• Problem to solve: In full and without change, transcribe the records below.

• Dataset content:
——

PR #499, opened 2021-01-18
TESTS PERF add black scholes test

densmirn:
`DPNP_QUEUE_GPU=1 pytest tests/tests_perf/math_tests/test_black_scholes.py -s`

### DIFF
--- a/tests/tests_perf/test_perf_base.py
+++ b/tests/tests_perf/test_perf_base.py
@@ -94,6 +94,9 @@ class DPNPTestPerfBase:
         else:
             examine_function = custom_fptr
 
+        # warming up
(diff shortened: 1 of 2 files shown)


tests/tests_perf/test_perf_base.py
```diff
@@ -94,6 +94,9 @@ def dpnp_benchmark(self, name, lib, dtype, size, *args, custom_fptr=None, **kwar
         else:
             examine_function = custom_fptr
 
+        # warming up
+        result = examine_function(*args, **kwargs)
```
shssf, line 98: I would vote to avoid warming-up procedure. This makes us blind in performance assessment.
"madian" value has weak dependency on warmup numbers.

PR #502, opened 2021-01-19
Fix multiply

Rubtsowa:


Alexander-Makaryev:
if it is a fix then where are changes in tests?
what is fixed?

PR #507, opened 2021-01-20
Linalg kron func

Alexander-Makaryev:


dpnp/dpnp_iface_linearalgebra.py
```diff
@@ -194,21 +194,30 @@ def inner(x1, x2, **kwargs):
     return call_origin(numpy.inner, x1, x2, **kwargs)
 
 
-def kron(x1, x2, **kwargs):
+def kron(a, b):
```
shssf, line 197: please don't use single letter variables names

dpnp/dpnp_algo/dpnp_algo.pyx
```diff
@@ -98,6 +98,10 @@ cpdef dparray dpnp_array(obj, dtype=None):
     cdef elem_dtype
     cdef dparray_shape_type obj_shape
 
+    # convert scalar to tuple
+    if dpnp.isscalar(obj):
```
shssf, line 102: maybe it is better to use https://github.com/IntelPython/dpnp/blob/dea4c7a2712bbb1c60b58e7b142cd318ef7a6641/dpnp/dpnp_utils/dpnp_algo_utils.pyx#L296?

shssf (approved):

dpnp/dpnp_iface_linearalgebra.py
Alexander-Makaryev: previously we decided to use the same names (as in original numpy) in python interface to be compliant with original numpy and its documentation, that is why I made these changes

dpnp/dpnp_algo/dpnp_algo.pyx
Alexander-Makaryev: I think that in this place it is better to explicitly show that we convert scalar to tuple tobe able to work with it as with sequence object.
BTW _object_to_tuple(object obj) will not work with all scalars, I made a separate PR for this https://github.com/IntelPython/dpnp/pull/512

PR #519, opened 2021-01-22
cmake parallel jobs

Alexander-Makaryev:


densmirn (approved):

shssf:
on windows:
```
AttributeError: module 'os' has no attribute 'sched_getaffinity'
```

densmirn:
> on windows:
> 
> ```
> AttributeError: module 'os' has no attribute 'sched_getaffinity'
> ```

There is another way to get cpu count that looks cross-platform:
```python
import multiprocessing; multiprocessing.cpu_count()
```

Alexander-Makaryev:
> > on windows:
> > ```
> > AttributeError: module 'os' has no attribute 'sched_getaffinity'
> > ```
> 
> There is another way to get cpu count that looks cross-platform:
> 
> ```python
> import multiprocessing; multiprocessing.cpu_count()
> ```

Yes, I started from this function and got the link to `os.sched_getaffinity()` from its documentation. I replaced one by another, in any way I hope that we will move this inside cmake. This temporal solution will help us to build faster for now.

shssf:
The question is "why we need it"
as far as I remember any parallel builds might brings instability into build process.
do we need one more possible instability?

shssf:
https://cmake.org/cmake/help/latest/envvar/CMAKE_BUILD_PARALLEL_LEVEL.html
If this variable is defined empty the native build tool’s default number is used.

shssf:
Also, the issue with this approach is limitations.
- It works on linux only because "Ninja" generator has no such option.
- It works if run from python setuptools only
- it doesn't work if use `cmake` directly
- it doesn't work if use `make` directly after build directory structure generation

So, it is really better to implement such things inside CMakeList.txt file (in case we really need this in general)

Alexander-Makaryev:
> The question is "why we need it"
> as far as I remember any parallel builds might brings instability into build process.
> do we need one more possible instability?

With 6 cores it saves 2 minutes on compilation of backend library.
If we imagine that developer tries to build only 4 times per hour, then it will save more then 1 hour per day.

Alexander-Makaryev:
> Also, the issue with this approach is limitations.
> 
> * It works on linux only because "Ninja" generator has no such option.
> * It works if run from python setuptools only
> * it doesn't work if use `cmake` directly
> * it doesn't work if use `make` directly after build directory structure generation
> 
> So, it is really better to implement such things inside CMakeList.txt file (in case we really need this in general)

We all are working on Linux for now.
Almost all development tasks require full package, and developers build it through setup.py.
I spent some time on tries to implement it inside CMakeList.txt and left comment about it in the code.
As I wrote in previous comment, this temporary solution will allow us to build faster and save time.

shssf (approved):

PR #521, opened 2021-01-22
change __str__ output similar to Numpy

shssf:


dpnp/dparray.pyx
```diff
@@ -193,10 +193,7 @@ cdef class dparray:
 
         """
 
-        for i in range(self.size):
-            print(self[i], end=' ')
-
-        return "<__str__ TODO>"
+        return str(numpy.asarray(self))
```
samir-nasibli, line 196: 👍

PR #523, opened 2021-01-22
replace dparray with descriptor step1

shssf:


dpnp/dpnp_utils/dpnp_algo_utils.pyx
```diff
@@ -325,3 +326,68 @@ cpdef cpp_bool use_origin_backend(input1=None, size_t compute_size=0):
...
+            return None
+
+        data_tupple = self.descriptor["data"]
+        return data_tupple[0]
+
+    cdef void * get_data(self):
+        cdef long val = self.data
+        return < void * > val
+
+    def __bool__(self):
```
densmirn, line 387: Alternative option:
```python
    def __new__(cls, obj):
        if not hasattr(obj, "__array_interface__"):
            return None
        return super().__new__(cls)
```

dpnp/dpnp_utils/dpnp_algo_utils.pyx
```diff
@@ -325,3 +326,68 @@ cpdef cpp_bool use_origin_backend(input1=None, size_t compute_size=0):
...
+    @property
+    def is_scalar(self):
+        return self.dpnp_descriptor_is_scalar
+
+    @property
+    def data(self):
+        if self.descriptor is None:
+            return None
+
+        data_tupple = self.descriptor["data"]
```
densmirn, line 380:
```suggestion
        data_tuple = self.descriptor["data"]
```

dpnp/dpnp_utils/dpnp_algo_utils.pyx
samir-nasibli: @densmirn string cmp is very expensive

——

• Written response:
PR #499, opened 2021-01-18
TESTS PERF add black scholes test

densmirn:
`DPNP_QUEUE_GPU=1 pytest tests/tests_perf/math_tests/test_black_scholes.py -s`

### DIFF
--- a/tests/tests_perf/test_perf_base.py
+++ b/tests/tests_perf/test_perf_base.py
@@ -94,6 +94,9 @@ class DPNPTestPerfBase:
         else:
             examine_function = custom_fptr
 
+        # warming up
(diff shortened: 1 of 2 files shown)


tests/tests_perf/test_perf_base.py
```diff
@@ -94,6 +94,9 @@ def dpnp_benchmark(self, name, lib, dtype, size, *args, custom_fptr=None, **kwar
         else:
             examine_function = custom_fptr
 
+        # warming up
+        result = examine_function(*args, **kwargs)
```
shssf, line 98: I would vote to avoid warming-up procedure. This makes us blind in performance assessment.
"madian" value has weak dependency on warmup numbers.

PR #502, opened 2021-01-19
Fix multiply

Rubtsowa:


Alexander-Makaryev:
if it is a fix then where are changes in tests?
what is fixed?

PR #507, opened 2021-01-20
Linalg kron func

Alexander-Makaryev:


dpnp/dpnp_iface_linearalgebra.py
```diff
@@ -194,21 +194,30 @@ def inner(x1, x2, **kwargs):
     return call_origin(numpy.inner, x1, x2, **kwargs)
 
 
-def kron(x1, x2, **kwargs):
+def kron(a, b):
```
shssf, line 197: please don't use single letter variables names

dpnp/dpnp_algo/dpnp_algo.pyx
```diff
@@ -98,6 +98,10 @@ cpdef dparray dpnp_array(obj, dtype=None):
     cdef elem_dtype
     cdef dparray_shape_type obj_shape
 
+    # convert scalar to tuple
+    if dpnp.isscalar(obj):
```
shssf, line 102: maybe it is better to use https://github.com/IntelPython/dpnp/blob/dea4c7a2712bbb1c60b58e7b142cd318ef7a6641/dpnp/dpnp_utils/dpnp_algo_utils.pyx#L296?

shssf (approved):

dpnp/dpnp_iface_linearalgebra.py
Alexander-Makaryev: previously we decided to use the same names (as in original numpy) in python interface to be compliant with original numpy and its documentation, that is why I made these changes

dpnp/dpnp_algo/dpnp_algo.pyx
Alexander-Makaryev: I think that in this place it is better to explicitly show that we convert scalar to tuple tobe able to work with it as with sequence object.
BTW _object_to_tuple(object obj) will not work with all scalars, I made a separate PR for this https://github.com/IntelPython/dpnp/pull/512

PR #519, opened 2021-01-22
cmake parallel jobs

Alexander-Makaryev:


densmirn (approved):

shssf:
on windows:
```
AttributeError: module 'os' has no attribute 'sched_getaffinity'
```

densmirn:
> on windows:
> 
> ```
> AttributeError: module 'os' has no attribute 'sched_getaffinity'
> ```

There is another way to get cpu count that looks cross-platform:
```python
import multiprocessing; multiprocessing.cpu_count()
```

Alexander-Makaryev:
> > on windows:
> > ```
> > AttributeError: module 'os' has no attribute 'sched_getaffinity'
> > ```
> 
> There is another way to get cpu count that looks cross-platform:
> 
> ```python
> import multiprocessing; multiprocessing.cpu_count()
> ```

Yes, I started from this function and got the link to `os.sched_getaffinity()` from its documentation. I replaced one by another, in any way I hope that we will move this inside cmake. This temporal solution will help us to build faster for now.

shssf:
The question is "why we need it"
as far as I remember any parallel builds might brings instability into build process.
do we need one more possible instability?

shssf:
https://cmake.org/cmake/help/latest/envvar/CMAKE_BUILD_PARALLEL_LEVEL.html
If this variable is defined empty the native build tool’s default number is used.

shssf:
Also, the issue with this approach is limitations.
- It works on linux only because "Ninja" generator has no such option.
- It works if run from python setuptools only
- it doesn't work if use `cmake` directly
- it doesn't work if use `make` directly after build directory structure generation

So, it is really better to implement such things inside CMakeList.txt file (in case we really need this in general)

Alexander-Makaryev:
> The question is "why we need it"
> as far as I remember any parallel builds might brings instability into build process.
> do we need one more possible instability?

With 6 cores it saves 2 minutes on compilation of backend library.
If we imagine that developer tries to build only 4 times per hour, then it will save more then 1 hour per day.

Alexander-Makaryev:
> Also, the issue with this approach is limitations.
> 
> * It works on linux only because "Ninja" generator has no such option.
> * It works if run from python setuptools only
> * it doesn't work if use `cmake` directly
> * it doesn't work if use `make` directly after build directory structure generation
> 
> So, it is really better to implement such things inside CMakeList.txt file (in case we really need this in general)

We all are working on Linux for now.
Almost all development tasks require full package, and developers build it through setup.py.
I spent some time on tries to implement it inside CMakeList.txt and left comment about it in the code.
As I wrote in previous comment, this temporary solution will allow us to build faster and save time.

shssf (approved):

PR #521, opened 2021-01-22
change __str__ output similar to Numpy

shssf:


dpnp/dparray.pyx
```diff
@@ -193,10 +193,7 @@ cdef class dparray:
 
         """
 
-        for i in range(self.size):
-            print(self[i], end=' ')
-
-        return "<__str__ TODO>"
+        return str(numpy.asarray(self))
```
samir-nasibli, line 196: 👍

PR #523, opened 2021-01-22
replace dparray with descriptor step1

shssf:


dpnp/dpnp_utils/dpnp_algo_utils.pyx
```diff
@@ -325,3 +326,68 @@ cpdef cpp_bool use_origin_backend(input1=None, size_t compute_size=0):
...
+            return None
+
+        data_tupple = self.descriptor["data"]
+        return data_tupple[0]
+
+    cdef void * get_data(self):
+        cdef long val = self.data
+        return < void * > val
+
+    def __bool__(self):
```
densmirn, line 387: Alternative option:
```python
    def __new__(cls, obj):
        if not hasattr(obj, "__array_interface__"):
            return None
        return super().__new__(cls)
```

dpnp/dpnp_utils/dpnp_algo_utils.pyx
```diff
@@ -325,3 +326,68 @@ cpdef cpp_bool use_origin_backend(input1=None, size_t compute_size=0):
...
+    @property
+    def is_scalar(self):
+        return self.dpnp_descriptor_is_scalar
+
+    @property
+    def data(self):
+        if self.descriptor is None:
+            return None
+
+        data_tupple = self.descriptor["data"]
```
densmirn, line 380:
```suggestion
        data_tuple = self.descriptor["data"]
```

dpnp/dpnp_utils/dpnp_algo_utils.pyx
samir-nasibli: @densmirn string cmp is very expensive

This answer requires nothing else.